- Domattina, se non si marcia al nemico, non possiamo fare una galoppata fino a Monterotondo? C'è lassù quel canonico Tolti, nella cui casa, ier l'altro, abbiamo mangiato, pagando la spesa, un pezzo di pan bigio e uno spicchio di lesso. Che ti pare? consegniamo il deposito a lui? -
Detto, fatto. All'alba del 29, saputo che si rimarrà tutta la giornata a Fornonuovo, inforchiamo i bucefali. Avevamo requisiti i due cavalli il giorno prima.

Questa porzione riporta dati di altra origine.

PR #514, opened 2023-01-18
productKey config not required on secondary clusters

thomasvn:
* Make explicit that you don't need to add productKey config on secondary clusters
* Also did some markdown linting

### DIFF
--- a/secondary-clusters.md
+++ b/secondary-clusters.md
@@ -1,6 +1,6 @@
 # Secondary Clusters Guide
 
-Secondary clusters use a minimal Kubecost deployment to send their metrics to a central storage-bucket (aka durable storage) that is accessed by the primary cluster to provide a ***single-pane-of-glass*** view into all aggregated cluster costs globally. This aggregated cluster view is exclusive to Kubecost Enterprise.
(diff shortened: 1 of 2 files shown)


secondary-clusters.md
```diff
@@ -1,13 +1,12 @@
-Secondary Clusters Guide
-===================
+# Secondary Clusters Guide
 
-Secondary clusters use a minimal Kubecost deployment to send their metrics to a central storage-bucket (aka durable storage) that is accessed by the primary cluster to provide a ___single-pane-of-glass___ view into all aggregated cluster costs globally. This aggregated cluster view is exclusive to Kubecost Enterprise.
+Secondary clusters use a minimal Kubecost deployment to send their metrics to a central storage-bucket (aka durable storage) that is accessed by the primary cluster to provide a ***single-pane-of-glass*** view into all aggregated cluster costs globally. This aggregated cluster view is exclusive to Kubecost Enterprise.
```
bstuder99, line 3: Is it necessary to do both bold and italics for this term? I would go with bold as it is some unique vocab but not an interactable element.

bstuder99:
Thank you for fixing up some of those links and using the new tagging system. I have a minor tweak but aside from that, this looks good.

bstuder99 (dismissed):

PR #521, opened 2023-01-23
Note why uncontrolled pods cannot be supported in Kubescaler/Continuous request right sizing

michaelmdresser:
There will be another update to this doc before the release of 1.100 that increases the size of the "supports" section, just want to open this PR so I don't forget the link.


michaelmdresser:
Merging so I can branch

Quello del maggiore era discreto; il mio aveva una bella apparenza, e trottava anche benino; ma aveva lo spavento, e quel moto convulsivo che a quando a quando gli prendeva nei muscoli esteriori dello stinco e flessori del piede, era una morte per chi gli stava sopra e per chi gli camminava vicino. Ben me ne avvidi a Mentana, che fui costretto ad appiedarmi, per non isfondare io stesso la mia compagnia con quella povera brenna arrembata, che faceva un passo avanti e due indietro.
Giungiamo a Monterotondo, col nostro involtino penzoloni dal pomo della sella, e smontiamo dal canonico Totti; un vecchio di settantasei anni, alto alto, un po' curvo nelle spalle e mezzo cieco. Ci fa buona accoglienza e ci domanda, non senza un po' d'ironia interiore, se siamo già di ritorno dalla nostra marcia in avanti.
- No, reverendo; fermi soltanto per poche ore, ma si prenderà la rincorsa. Eccole qua la ragione della nostra visita: abbiamo trovato questo negozio nella sagrestia della chiesetta di Fornonuovo. Sia che entriamo a Roma noi, sia che usciamo dal cosidetto patrimonio di San Pietro, com'Ella sicuramente ci augura, si celebreranno ancora delle messe a Fornonuovo ed altrove.